━━━ Extracted material

PR #14199, opened 2025-05-06
Dismantling global config object from SDK V2

ShadowCat567:
#### Description of changes

This is in preparation of SDK V2 to V3 migrations changes (nothing has actually be migrated yet).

━━━━━━

● **Task details**
Give back each record exactly, from the first line through the last.

● **Exercise result**
PR #14199, opened 2025-05-06
Dismantling global config object from SDK V2

ShadowCat567:
#### Description of changes

This is in preparation of SDK V2 to V3 migrations changes (nothing has actually be migrated yet).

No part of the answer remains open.